The company was founded in 1955 as a commercial successor of the Stichting voor de Ontwikkeling en Bouw van een Experimenteel Hefschroefvliegtuig (SOBEH - the Foundation for Development and Manufacturing of an Experimental Helicopter). From 1951 on, SOBEH developed and built two helicopters, the H-1 (1954) and H-2 (1955). After having met its goal of developing a helicopter, SOBEH ceased activities. Further development and serial production were granted to the newly formed NHI. This was a joint venture between aircraft manufacturer Aviolanda and truck company Kromhout.

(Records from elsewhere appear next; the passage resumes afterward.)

Issue #716, opened 2019-03-09
Sampling problems with LimeSDR at sample rates higher than 3Mhz


Dantali0n:
Whenever the sampling rate is increased above around 3Mhz it fails to sample the data. The output can only be recovered by stopping the device and restarting at lower sampling rate. My machine should be capable of handling these data rates having a 7700hq and a 1050 TI.

The outputs shows the following endlessly in a loop:
```
SDRThread::readStream(): 2. SoapySDR read failed with code: -1
SDRThread::readStream(): 2. SoapySDR read failed with code: -1
SDRThread::readStream(): 3.1 iqDataOutQueue output queue is full, discard processing of the batch...
SDRThread::readStream(): 2. SoapySDR read failed with code: -1
```

SoapySDR version: 0.7.1
LMS7Soapy version: 18.10.1
CubicSDR version: c561292

vsonnier:
Hello @Dantali0n, was the problem present if you revert CubicSDR for instance to 792bf20a9c42e634031f4ef2ad6812f17cdf7b69 (a.k.a before my Spin-lock experiments)

Otherwise the `-1` return code means `SOAPY_SDR_TIMEOUT`  and is returned by the Soapy module itself, and the problem is likely to come from there.

Dantali0n:
> Hello @Dantali0n, was the problem present if you revert CubicSDR for instance to [792bf20](https://github.com/cjcliffe/CubicSDR/commit/792bf20a9c42e634031f4ef2ad6812f17cdf7b69) (a.k.a before my Spin-lock experiments)
> 
> Otherwise the `-1` return code means `SOAPY_SDR_TIMEOUT` and is returned by the Soapy module itself, and the problem is likely to come from there.

No, I was waiting to see if the problem would persist after your spin-lock refactoring. 

Regarding the Soapy module I can use almost any Soapy interfacing software such as sdrangel but also the python modules of Soapy at the full 65Mhz rate perfectly.

vsonnier:
Right, I've added traces in `master` about the used MTU size usage. Can you test and report the ones you are getting depending of the sample rate ?
Maybe the problem is a too-small reported `getStreamMTU`, resulting too much `readStream` on the Cubic side, since it uses MTU to know how many samples are fetched at a time.

Other clients may not obey the MTU size ans request bigger chunks, resulting less overhead or problems.

Dantali0n:
Anything between 100Khz and 3Mhz has the same MTU size of 4080
[...]

PR #717, opened 2019-03-09
Fix for LimeSDR-USB at sample rates above 3Mhz #716

Dantali0n:
This is a fix to allow CubicSDR to use the LimeSDR-USB at sampling rate above 3Mhz.


vsonnier:
Your branch were pulling very old commits, so I simply cherry-picked your change on the `master`. 
We should not do that kind of device-specific patch often though, although there was already one for `BladeRF` located at the same place so that's not so ugly.

Thanks @Dantali0n for your contribution !
 
Closing this pull request.

Issue #703, opened 2019-01-18
cubicsdr0.2.5 on Debian Stretch - Unable to enter serial port  


ajcher:
Built CubicSDR on Debian Stretch and got it working. Next step is to get cubicsdr to talk with rigctld so cubicsdr can follow the rig. Unable to change (i.e. manually enter) serial port info (refer image). 

In CubicSDR, RigControl->Enable Rig is selected and the RigControl->Model is set to Hamlib Net Rig Ctl. Need to enter 127.0.0.1:nnnn. Is there a way to do it in the config file?

![image](https://user-images.githubusercontent.com/46802452/51387798-68425c80-1af5-11e9-940c-b51920c95407.png)

Thx a lot.

cjcliffe:
@ajcher there should be a text box just below the list where you can type manually; does it appear if you resize the window?

cjcliffe:
@ajcher ah, yes that should be resizable; and probably larger by default.  Thanks for the follow-up.

ajcher:
Found a workaround ... by  forcing the ip:port sequence in the config file...but the config file gets over-written each time i use the pgm. The way out was to make the necessary changes in settings, quit pgm, hard code the ip:port sequence and change the file permission to RO. Which means, it kinda-sorta works and am functional for now. Thx for all the effort you put in to keep this going. Much appreciated ...

cjcliffe:
@ajcher latest merge to master branch now includes a fixed port selection dialog with resize supported; you should now be able to use the text box below the entry list to set the ip:port

Issue #725, opened 2019-05-04
Unable to enter serial port and compilation without Rigcontrol


magellan-13016:
Hello,

I'm using Linux Mint 18.3 and I've the same problem with AppImage as described before : There is no way to enter serial port and I need it for Doppler Correction with GPredict. 

So I've tried to compile the software by following this link : 
https://github.com/cjcliffe/CubicSDR/wiki/Build-Linux

After a long time, I finally succeed but I was disappointed because there is no "RigControl" in the menu.

My goal is to use CubicSDR to make a IF Panadaptor for my Yaesu FT-847 but before buying the card to insert in my transceiver. 

Thanks for help.

David.

cjcliffe:
@magellan-13016 for your CAT control issues you mentioned in PR #728 that you can enter the port but can't connect; can you confirm that your user has serial port device access?  I found in Ubuntu here without setting up user device rules I had to run CubicSDR as root (via sudo) to access the serial ports.  

You should also confirm that the radio is actually communicating over serial and the appropriate cable is being used (my Uniden scanner needed a 'NULL MODEM' type serial cable and specific baud rate).  If you have another program that's working with your radio's CAT to confirm functionality it would be helpful.

Otherwise you should be able to see messages in the console (if you launch CubicSDR from the command line) which would likely display an error message from hamlib about permissions, inability to connect or other errors when initializing the rig.

As far as hooking in GPredict I'm not sure what to do; you should be able to get CubicSDR to track a remote program via the rig control; I've done it using FLDigi and the 'Hamlib NET rigctl' before where I was able to have CubicSDR follow the frequency control from FLDigi  --  see https://github.com/Hamlib/Hamlib/wiki/FAQ#i-have-2-programs-which-use-hamlib-can-i-use-them-with-the-same-radio and https://github.com/Hamlib/Hamlib/wiki/Network-Device-Control for some basics on using rigctl.

Also I checked the Wiki and the line "Note: add -DUSE_HAMLIB=1 to cmake command line to include hamlib support." is already written directly below the "Building CubicSDR" header -- if there's something I can do to make it more visible then suggestions are welcome :+1:

cjcliffe:
@magellan-13016 here's a fresh AppImage build for testing:

[CubicSDR-0.2.5-x86_64_AppImage.zip](https://github.com/cjcliffe/CubicSDR/files/3160215/CubicSDR-0.2.5-x86_64_AppImage.zip)

Cheers.

[...]

PR #728, opened 2019-05-08
Fix port selector dialog; simplify rig model selection with manufacturer sub-menus

cjcliffe:
- Rig serial port selector dialog layout errors fixed (#703)
- Dialog can now be resized
- Rig model menu will group models for each manufacturer into sub-menus if more than one model per manufacturer


cjcliffe:
@magellan-13016 Glad to hear port selector confirmed working -- still a short list of issues remain until the 0.2.6 release but in the meantime I'll try spinning up a new AppImage and post it in your #725 issue.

NHI quickly came forward with an improved design, called the H-3 Kolibrie (Hummingbird). This helicopter was powered by ramjets at the ends of the blades and made its first flight in May 1956. The Certificate of Airworthiness, based on U.S. requirements for rotorcraft, was issued in March 1958.

==Later operations==

During its existence, NHI was confronted with parent companies in trouble. Kromhout ceased building trucks in 1958 due to stiff competition from DAF. It kept building engines and finally the company was taken over by Stork B.V. As a result, Kromhout gave up its partnership in 1959. Aviolanda resumed production of the H-3 on its own.

==Closure of operations==

Finally in 1961 production ceased due to a lack of orders. Subsequently, NHI was liquidated by Aviolanda. The failure of NHI was only a contributing factor to the liquidation, as Aviolanda and Fokker were having hard times. Aviolanda depended heavily on licensed production of foreign designs, which made the business uncertain. Fokker was having troubles by that date with the slow selling F.27 Friendship.